I translate wang as "oblivion" and "oblivious" rather than "forgetting" or "forgetful" because the connotation of "forget" in English is that one should remember but doesn't do so, or – if used intentionally – that one actively and intentionally does something in the mind. None of these holds true for what ancient and medieval Daoists were about. This is borne out both by the language and the writings: the word wang in Chinese consists of the character xin for "mind-heart," usually associated with conscious and emotional reactions to reality and the word wang for "obliterate" or "perish." The implication is – as indeed described in the sources – that one lets go of all kinds of intentional and reactive patterns and comes to rest in oneness with spirit and is ready to merge completely with Dao.

==Related texts==
The Zuowanglun is associated with six contemporaneous texts by Daoist mediation masters from the Chongxuan 重玄 "Twofold Mystery" and Shangqing "Highest Clarity" Schools. Sima Chengzhen led an influential school of Buddho-Daoist meditation centered on Mount Tiantai, which was also the headquarters of the Tiantai school of Buddhism.

The (early 8th century) Dingguanjing 定觀經 "Scripture on Concentration and Observation", or Dongxuan lingbao dingguanjing 洞玄靈寶定觀經 "Scripture on Concentration and Observation of the Numinous Treasure from the Cavern Mystery", appears three times in the Daoist Canon: as an appendix to the Zuowanglun edition, as a separate text (DZ 400), and in the Yunji Qiqian anthology. This 49-stanza text outlines the psychological transition from an ordinary perspective with emotions and desires to a mental state of stability and quietude. The popular Dingguanjing was summarized under the title Guanmiaojing 觀妙經 "Scripture on Concentration on the Mystery" (DZ 326).

The Cunshen lianqiming 存神鍊氣銘 "Inscription on Visualizing Spirit and Refining Qi" (DZ 834) is attributed to the Daoist physician and alchemist Sun Simiao (d. 682). This text first records five phases in taming the mind and seven stages in transforming the body into immortality, which the Zuowanglun appendix and Dingguanjing repeat.
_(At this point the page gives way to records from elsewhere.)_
PR #441, opened 2023-07-01
Alter CELL-related saveframes from Recorded to Derived

### LINKED ISSUE #439: `CELL`-related saveframes in `templ_attr` need updating
`CELL`-related saveframes in `templ_attr` need updating to change from `Recorded` to whatever is appropriate (`Derived`?), considering that they're now in `DIFFRN`.

rowlesmr:
will close #439 

With moving `CELL` from `EXPTL` to `DIFFRN`, the related parameters should no longer be `Recorded`.

### DIFF
--- a/cif_core.dic
+++ b/cif_core.dic
@@ -10,7 +10,7 @@ data_CORE_DIC
     _dictionary.title             CORE_DIC
     _dictionary.class             Instance
     _dictionary.version           3.3.0
-    _dictionary.date              2023-06-25
+    _dictionary.date              2023-07-01
     _dictionary.uri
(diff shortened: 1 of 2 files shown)


jamesrhester:
I don't think the move between categories of itself changes the `_type.source`, rather it is whether or not the values can be derived from other quantities that have data names defined. I suspect the original classification of `Recorded` might have been a leftover from the days when reflections were measured separately on a point detector, from which cell parameters where calculated and then used to position the gonio for each hkl. The items going into that cell parameter calculation were not necessarily captured by CIF. Anyway, happy for these to be derived, as you could argue that the contributing reflections are listed in `DIFFRN_ORIENT_REFLN`.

The Tianyinzi 天隱子 "[Book of the] Master of Heavenly Seclusion" was allegedly transmitted by Wu Yun 吳筠 (d. 778) and edited by Sima Chengzhen, who wrote the "Oral Instructions" postface. This text is contained in the Daoist Canon (DZ 1026), and has been republished many times in non-Daoist collections. The Tianyinzi emphasizes gradual progress toward the Dao through simplicity, fasting, seclusion, visualization, sitting in forgetfulness, and spirit liberation. Present day qigong practitioners consider the Tianyinzi to be a core text.
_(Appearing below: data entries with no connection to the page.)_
PR #5919, opened 2019-08-01
Update my username and email address

carstenhag:
### Purpose
Just want to update my username and email. Not sure if this change is even needed, as it perhaps will get automatically updated?

## Authorship

based on the commit metadata.


carstenhag:
Thanks. So the mail can't be removed? I know that it won't dissappear from the git logs, but at least I want it gone on the source code.

calmh:
Well. The file exists to map commit emails to human beings and there's an automatic check that enforces this; but on the other hand you just have a readme update so I can exclude that commit from the check and remove your entry from the authors file if you prefer.

carstenhag:
That would be great. Thanks for doing this for me :)

PR #5922, opened 2019-08-02
gui: Parse strings before copying options object (fixes #5824)

### LINKED ISSUE #5823: Usage Reporting prompt displays immediately
When starting a new syncthing instance the Usage Report prompt is immediately displayed, rather than waiting for urInitialDelayS in the config file. Tested on v1.1.4.

### LINKED ISSUE #5824: Sync Protocol Listen Address in Actions behaves badly
When changing the Sync Protocol Listen Address, and clicking "Save" in the browser GUI, a prompt opens confirming if the user fishes to discard the changes. Whichever option is chosen, the changes are applied.

If  anything other than `default` the behaviour is the same, but the console also outputs errors:
```
INFO: Listen (BEP/tcp): listen tcp :22000: bind: Only one usage of each socket address (protocol/network address/port) is normally permitted.
INFO: c.S.listenerSupervisor: Failed service 'tcp://:22000' (1.000000 failures of 2.000000), restarting: true, error: "{tcp://:22000 tcp://:22000} returned unexpectedly", stacktrace: [unknown stack trace]
```

Semi-relatedly: if the specification includes an IP address or port that cannot be bound, syncthing is aware of this but it's only reported in the console. Also if the "tcp://" prefix is missing, the input is saved but syncthing fails to listen. A GUI warning for these user errors might be helpful.

All tested with v1.1.4.

imsodin:
The check if config has unsaved changes compares `tmpOptions` to `config.options`, but only the latter got the updated values from `_listenAddressesStr` into `listenAddresses`. Tested manually.

### DIFF
--- a/gui/default/syncthing/core/syncthingController.js
+++ b/gui/default/syncthing/core/syncthingController.js
@@ -1279,6 +1279,13 @@ angular.module('syncthing.core')
                     $scope.protocolChanged = true;
                 }
 
+                // Parse strings to arrays before copying over
+                ['listenAddresses', 'globalAnnounceServers'].forEach(function (key) {
+                    $scope.tmpOptions[key] = $scope.tmpOptions["_" + key + "Str"].split(/[ ,]+/).map(function (x) {
+                        return x.trim();
+                    });
+                });
+
                 // Apply new settings locally
                 $scope.thisDeviceIn($scope.tmpDevices).name = $scope.tmpOptions.deviceName;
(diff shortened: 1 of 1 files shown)


calmh:
Does this fix the spurious "discard?" dialog when changing listen addresses? I think I filed an issue on that (or maybe I just thought I should)

calmh:
Maybe that's what you're aiming for but #5823 doesn't look like the right issue?

imsodin:
Yes, I meant to reference #5824, which is the issue you described.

The Xinmulun 心目論 "Treatise on Mind and Eyes", also by Wu Yun, is an imaginary dialogue between the heart-mind and eyes (DZ 1038). The mind accuses the eyes (representing the senses) of causing confusion and agitation, but the eyes argue that the mind is ultimately responsible. The mind resolves to eliminate thoughts with zuowang in order to achieve liberation. Wu Yun uses various water metaphors (frequently written with the water radical 水 or 氵) to describe mental activities. He emphasizes the distraught and unhappy state of mind with words like luan亂 "chaotic; confused" and Iun 淪 "engulfed; muddled"; and uses images like cheng hundun 乘混沌 "ride on pure chaos" and become one with the hanman 汗漫 "vast expanse of water" to express the mind's longing for clarity and freedom. Abstract purity and defilement are also expressed in water-terms of qing 清 "clarity; standing water that is lucid to the bottom" and zi 滓 "dregs; sediments; defilements".
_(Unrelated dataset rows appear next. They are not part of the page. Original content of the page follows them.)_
PR #5936, opened 2019-08-07
Fix typo in Polish translation

megapctr:
### Purpose

There was a typo

### Testing

I don't think this change requires testing


AudriusButkevicius:
Check the read me at the root of the directory.

hacker131:
LGTM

The (late 6th century) Neiguanjing 內觀經 "Scripture of Inner Observation" (DZ 641), is written in the words of Laozi (deified as Lord Lao 老君). This treatise describes inner meditations on the human body, Buddho-Daoist psychological terms, and internal purification.

The Wuchujing 五廚經 "Scripture of the Five Kitchens" (DZ 763), was edited and annotated by Yin Yin 尹愔 and presented to the Tang court in 736. This mystical poem is devoted to the Five Zang "Organs", with "Kitchens" figuratively meaning qi processing in neidan "internal alchemy". The text is also transmitted in a Buddhist version. Modern Daoists consider the Wuchujing as talismanic and chant it for protection.